Code de la commande publique
Définition
Le code de la commande publique, en vigueur depuis 2019, rassemble les règles applicables aux contrats conclus par les acheteurs publics (État, collectivités, établissements et certaines entités assimilées) : marchés publics et contrats de concession. Pour une entreprise, contracter avec le secteur public signifie entrer dans un cadre où la liberté contractuelle est remplacée par des procédures, des formes et des règles d’exécution largement imposées.
Enjeux et pratique
Le contrat public ne se négocie pas comme un contrat privé : il s’obtient et s’exécute dans un cadre prescrit. Trois différences structurent la pratique d’une entreprise titulaire ou candidate.
La formation : les marchés s’attribuent par des procédures formalisées (publicité, candidatures, offres, critères annoncés), où la rigueur documentaire est éliminatoire ; une offre s’écarte pour un document manquant ou une signature non conforme. Les pièces du marché (CCAP, CCTP, et par référence les CCAG, cahiers des clauses administratives générales) forment un ensemble hiérarchisé qu’il faut lire intégralement : les CCAG contiennent des mécanismes (pénalités, résiliation, propriété intellectuelle) qui s’appliquent sauf dérogation expresse, et que beaucoup de titulaires découvrent en cours d’exécution.

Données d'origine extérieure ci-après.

PR #325, opened 2020-04-17
Fix some comments

umanwizard:


frankmcsherry:
These look great, thanks for the catch and sorry for the confusion!

PR #326, opened 2020-05-07
Properly log progress messages

frankmcsherry:
Log progress messages, converting timestamps to strings. This puts more allocation behind each of these messages (from an empty vector to a vector of strings) but there doesn't seem to be much to do about it if we want to see the actual progress contents moving around.

The receive side has the potentially to be much spammier than the send side, as this is a broadcast. Depending on the volume we may want to dial that down and just presume that sent messages are not lost in transit (we would lose the timing information about when they are received though). For the moment, we log lots of things.

cc: @utaal @saradecova

### DIFF
--- a/timely/src/progress/broadcast.rs
+++ b/timely/src/progress/broadcast.rs
@@ -1,7 +1,7 @@
 //! Broadcasts progress information among workers.
 
 use crate::progress::{ChangeBatch, Timestamp};
-use crate::progress::Location;
+use crate::progress::{Location, Port};
 use crate::communication::{Message, Push, Pull};
 use crate::logging::TimelyLogger as Logger;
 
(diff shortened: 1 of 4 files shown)


frankmcsherry:
This doesn't address the same issues as #321, but we should double check whether it relieves any pressure there. There should be only some gap between the receive stream and the inputs to the progress tracker.

frankmcsherry:
Thinking out loud, although these logging events are informative, they aren't exactly sufficient to track the frontier of the system (which would be a desirable goal). For example, operators are often created with an initial capability, which their logic then drops and workers confirm by sending progress messages around. So we see the drops, but not the initial capabilities.

It would be nice to directly log the dataflow frontier in the progress tracker, which is a bit more in line with #321 (though, not something that #321 produces as output). Afaict, #321 produces the raw pointstamp updates in progress tracking, which is possibly more immediately helpful than the progress messages for determining the state of capabilities in the system.

timely/src/progress/broadcast.rs
```diff
@@ -108,16 +125,33 @@ impl<T:Timestamp+Send> Progcaster<T> {
...
-                messages: Vec::new(),
-                internal: Vec::new(),
-            }));
+            self.logging.as_ref().map(|l| {
+
+                let mut messages = Vec::with_capacity(changes.len());
+                let mut internal = Vec::with_capacity(changes.len());
+
+                // TODO: Reconsider `String` type or perhaps re-use allocation.
+                for ((location, time), diff) in recv_changes.iter() {
```
utaal, line 134: I've done this locally as well to track down a potential race, and ended up just changing `messages` and `internal` to a single vector of `changes`, as this filtering can be easily done at the receiver. Any reason you prefer to keep them separate?

frankmcsherry: Oh, only that it was written that way to begin I think, and I wanted to change minimal things. Did you make the change because this was error-prone? Historically they were separate because that's how the data were presented (separate `messages` and `internal`).

frankmcsherry: I think also historically vectors of enums where kept as multiple demux'd vectors to minimize branching in the middle of hot loops (back when the time to update an operator was sub-microsecond. I think that time may have drifted up enough that this sort of attention to detail is less critical.

timely/src/progress/change_batch.rs
```diff
@@ -251,7 +272,7 @@ impl<T:Ord> ChangeBatch<T> {
     }
 
     /// Expose the internal vector of updates.
-    pub fn unstable_internal_updates(&self) -> &Vec<(T, i64)> { &self.updates }
+    pub fn unstable_internal_updates(&self) -> &[(T, i64)] { &self.updates[..] }
```
frankmcsherry, line 275: I'm not sure what this change was about, but I think this reduces functionality (we can no longer check the internal capacity). I bet I thought I was just tidying, but I think I'll skip doing this.

frankmcsherry:
Closing in favor of #352, which is just a cleaned up version of this PR.

PR #327, opened 2020-05-12
WIP: fix validate_progress in subgraph

utaal:
It's unsafe to create capabilities based on the input frontier of the operator: a negative incoming point-stamp change may be in flight, which would cause a race condition downstream.

I'm a little short on time right now, but I'd be happy to provide more details on the race condition. From preliminary testing, no operator violates this stricter requirement.

This was found as part of the verification effort at ETH, by @saradecova.


frankmcsherry:
Seems legit! When you all have more time I'd be interested in the race, and the implications to the method (this seems to now catch more error cases, but it sounds like none of the implementors were screwing this up; is this more about writing down the correct statement about progress validation than changing the system's behavior?)

PR #330, opened 2020-06-07
Fix broken link to wordcount.rs example

kachayev:


frankmcsherry:
Looks great! Thanks for the catch, and sorry about the delay.

PR #499, opened 2023-02-09
Replace `finish` with `finish_non_exhaustive`

nooberfsh:


frankmcsherry:
This was folded up in #662, due to us having introduced a conflict with this PR. Seems like half of it was done earlier when a new argument was added, and the other half wasn't done at the same time. Thanks very much for the PR, though!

L’exécution : elle est encadrée par des règles propres : délais de paiement spécifiques au secteur public avec intérêts moratoires automatiques, sous-traitance soumise à déclaration et acceptation avec paiement direct du sous-traitant, prérogatives de la personne publique (modification ou résiliation unilatérale dans les limites du code, pouvoir de contrôle), et régime strict des avenants : les modifications du marché sont plafonnées et encadrées, ce qui interdit la renégociation libre à laquelle le B2B privé habitue.
La discipline documentaire enfin : ordres de service, constats, mémoires en réclamation obéissent à des formes et délais stricts ; un droit non exercé dans les formes du marché est perdu. Pour une entreprise dont le portefeuille mêle contrats privés et publics, la gestion doit distinguer les deux régimes, car les réflexes de l’un sont des fautes dans l’autre.
Exemple concret
Un prestataire informatique, titulaire d’un marché public, accumule des surcoûts liés à des demandes complémentaires formulées oralement par les services. En fin de marché, il facture le supplément. Refus : aucune modification n’a été formalisée dans les conditions du code, et le mémoire en réclamation arrive hors délai. Devant un client privé, la discussion commerciale serait restée ouverte ; dans le cadre public, les formes non respectées ont éteint le droit.
Question fréquente
Les règles du code de la commande publique s’appliquent-elles aux sous-traitants ?
En partie, oui : la sous-traitance dans les marchés publics doit être déclarée et acceptée, et le sous-traitant de premier rang bénéficie du paiement direct par l’acheteur public au-delà d’un seuil. Le titulaire reste responsable de l’ensemble. Pour le sous-traitant, vérifier sa déclaration et son acceptation est la protection de base.